CSV, in case you haven’t yet encountered it, is about the most basic spreadsheet format that exists, with data separated by commas.
That CSV file is then automatically fed into an Excel template, which then feeds it into the government’s testing dashboard.
In data management terms, this is a little like putting together a car with sellotape, for reasons PHE discovered on Friday.
While all the other indicators were suggesting the case numbers in the UK were rising pretty rapidly, the numbers being displayed on the government’s dashboard seemed to be stalling, and then falling.
The technicians at PHE opened up the computer doing the Excel conversion and discovered something alarming: it hadn’t included all the data from those Pillar 2 labs.
It turns out that as the number of cases mounted the number of rows on the spreadsheet was getting longer and longer and suddenly PHE’s version of Excel – which is thought to be the older version – came up against that 65,536 row limit.
Thousands of rows of data – which is to say information on cases – were simply left out.
There are many unsettling things about this but perhaps the most unsettling is that this process – with data sellotaped together – is at the very apex of Britain’s COVID-19 management system.
For only after PHE has processed the data is it passed onto the contact tracers who can then get to work trying to isolate those who have been in contact with infected people.

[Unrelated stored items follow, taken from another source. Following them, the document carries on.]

PR #1186, opened 2024-12-17
Changes to allow for and auto generate debug log level

### LINKED ISSUE #1185: [CI, Build] Introduce the ability to set log level in a config file
## Description
When building DataFed, the application has a [hard-coded log level of LogLevel::INFO](https://github.com/ORNL/DataFed/blob/devel/core/server/main.cpp#L33).

This should be changed so that, given a config file, the config file can set this log level.

This will need a change here: https://github.com/ORNL/DataFed/blob/devel/core/server/main.cpp#L33 to allow for a new option.

- [ ] Update [config file generation](https://github.com/ORNL/DataFed/blob/devel/scripts/generate_core_config.sh#L195) to provide a default of DEBUG and specify log levels
- [ ] Update [config file documentation](https://github.com/ORNL/DataFed/blob/devel/docs/_sources/admin/general.rst.txt?plain=1#L183) to specify log levels

## Acceptance

- [ ] CI passes and logs at the DEBUG level

t-ramz:
# PR Description

Closes #1185 
Added capability to accept `log-level` as a configuration option.

# Tasks

# Artifacts
Logging with config file `log-level` set to 5 (TRACE):
image

Logging with config file `log-level` set to 50, invalid:
image

Logging with config file `log-level` set to 2 (WARNING):
image

## Summary by Sourcery

Add a configurable log level feature to the application, allowing users to specify the log level through configuration and command-line options. Update the documentation to reflect this new feature.

New Features:
- Introduce a configurable log level setting for the application, allowing users to set the log level from critical to trace.

Enhancements:
- Add a command-line option to set the log level in the server configuration.

Documentation:
- Update the admin documentation to include information about the new log level configuration option.

## Summary by Sourcery

Add a configurable log level feature to the application, allowing users to specify the log level through configuration and command-line options. Update the documentation to reflect this new feature.

New Features:
- Introduce a configurable log level setting for the application, allowing users to set the log level from critical to trace.

Enhancements:
- Add a command-line option to set the log level in the server configuration.

Documentation:
- Update the admin documentation to include information about the new log level configuration option.


core/server/main.cpp
```diff
@@ -15,6 +15,7 @@
 
 // Standard includes
 #include "Config.hpp"
+#include <climits>
```
t-ramz, line 18: This is included for access to `UINT_MAX`

core/server/main.cpp
```diff
@@ -147,6 +151,42 @@ int main(int a_argc, char **a_argv) {
...
+          case LogLevel::INFO:
+            str_log_level = "INFO";
+            break;
+          case LogLevel::DEBUG:
+            str_log_level = "DEBUG";
+            break;
+          case LogLevel::TRACE:
+            str_log_level = "TRACE";
+            break;
+          case LogLevel::LAST_SENTINEL:
```
t-ramz, line 181: Should I throw an exception in this case?

core/server/main.cpp
```diff
@@ -147,6 +151,42 @@ int main(int a_argc, char **a_argv) {
 
         return 0;
       }
+      if (cfg_log_level != UINT_MAX) {
+        if (cfg_log_level >=
+            static_cast<unsigned int>(LogLevel::LAST_SENTINEL)) {
+          DL_ERROR(log_context,
```
t-ramz, line 157: Should this throw an error instead of logging and defaulting?

t-ramz (commented):
Some questions for consideration

core/server/main.cpp
AronPerez: Yes

scripts/generate_core_config.sh
```diff
@@ -208,6 +208,14 @@ db-pass=$local_DATAFED_DATABASE_PASSWORD
...
 client-id=$local_DATAFED_GLOBUS_APP_ID
 client-secret=$local_DATAFED_GLOBUS_APP_SECRET
+# Below sets the log level of the application
+# 0 - Critical
+# 1 - Error
+# 2 - Warning
+# 3 - Info  (Default)
+# 4 - Debug
+# 5 - Trace
+log-level=4
```
AronPerez, line 218: Do we want the default to be 3 or 4?

```shell
3 - Info  (Default)
```

core/server/main.cpp
JoshuaSBrown: I think a default is fine, logs are not critical to the running of the service.

docs/_sources/admin/general.rst.txt
```diff
@@ -191,6 +191,7 @@ Example datafed-core.cfg file::
     cred-dir = /opt/datafed/keys
     client-id = <Globus App ID>
     client-secret = <Globus App Secret>
+    log-level = 4
```
JoshuaSBrown, line 194: Glad you added this! Good attention to detail.

scripts/generate_core_config.sh
JoshuaSBrown: Should be Info, you don't want people generating more logs than they need on a production system just because they didn't pay attention to the log settings.

JoshuaSBrown (approved):

core/server/main.cpp
```diff
@@ -147,6 +151,42 @@ int main(int a_argc, char **a_argv) {
...
+          case LogLevel::TRACE:
+            str_log_level = "TRACE";
+            break;
+          case LogLevel::LAST_SENTINEL:
+            str_log_level = "INVALID"; // should never be reached
+            break;
+          }
+          std::string log_message = "Setting log level to " + str_log_level;
+          DL_INFO(log_context, log_message);
+          global_logger.setLevel(cast_log_level);
```
JoshuaSBrown, line 187: Actually won't this be confusing if str_log_level is INVALID but we are defaulting to INFO?

JoshuaSBrown: Is the last case just there in case someone changes th code, will it be hit ever since you have an else checking that the SENTINEL value is not used?

scripts/generate_core_config.sh
t-ramz: How should I address this for the CI? The image is built using this script and it is run in the entrypoint, so I'm not sure how to overwrite it.

core/server/main.cpp
t-ramz: Yes! I changed it to throw an exception in case we hit an invalid state

core/server/main.cpp
t-ramz: Added 🫡

core/server/main.cpp
t-ramz: I added the last case so that every case is explicitly defined, and if the `LogLevel` enum is ever changed, a compiler error will be thrown to update the switch as well. I'm not sure this is my favorite approach, but it will give some extra safety over `default`

AronPerez (approved):

core/server/main.cpp
```diff
@@ -46,6 +47,10 @@ int main(int a_argc, char **a_argv) {
     string cfg_file;
     bool gen_keys = false;
 
+    // Note: we may want to dynamically choose type at compile time
```
t-ramz, line 50: I have an idea on how to implement this already if we would like to proceed sooner rather than later:
utilize `underlying_type` and `numeric_limits::max()` to retrieve the type and its respective max that we can use as a sentinel.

In the event, about 16,000 cases were not processed immediately and were only passed onto contact tracers on Saturday.
According to PHE officials, around 12,000 of them were delayed by only one to three days – but the remaining 4,000 were delayed by as much as a week.
Breakdown of missing cases
|Missing cases||Original figure||Actual total|
According to insiders, the spreadsheet problem has now been addressed – which is to say they are chopping the incoming CSV files into smaller sizes to allow them to fit into Excel.
At this stage it is perhaps worth underlining that around £12bn has been budgeted for the test and trace system – more than almost any other government investment programme in modern history.
It is double the amount the UK is spending on its two aircraft carriers and equivalent to almost £450 for every household in this country.
Many will ask how so much could have been set aside for this scheme, yet it has been undone by a known issue in a computer program which could have been solved by spending about £100 on an upgrade.
The other consequence of the data revisions is to change our impressions of the spread of the disease. For the national dashboard on which those data are displayed now suddenly looks very different to how it did on Friday.
Here the implications are somewhat less serious, if only because no-one much trusted the daily case figures anyway.
Still: on the basis of this data series which most of us have been treating with a little caution, it does indeed change the picture a bit.
Up until the revisions over the weekend the average daily increase in positive COVID-19 tests (by date of test) was running at just under 5% over the past fortnight.
As of this new data it’s running at around 7%.
That might not sound like much of a difference – and be assured it’s still a long way shy of the 10% plus growth rate (the equivalent of cases doubling every seven days) Sir Patrick Vallance warned of a couple of weeks ago.
Even so, it makes for uncomfortable reading.
It means, for instance, that when you compare the UK to the French and Spanish trajectories for the disease, the UK goes from being below their lines – in other words having a less severe outbreak – to being above their lines.
But most people pay more attention to other measures such as the Office for National Statistics survey of the infection and hospital admissions.
And on the basis of these measures the picture remains as it did before the weekend: the disease is spreading but the spread looks less rapid than it did a few weeks ago.
Even so, the great worry about this episode is not only that it harms faith in the system designed to protect us from the disease; it has already allowed more people to be infected.
And all because no-one paid enough attention to the data.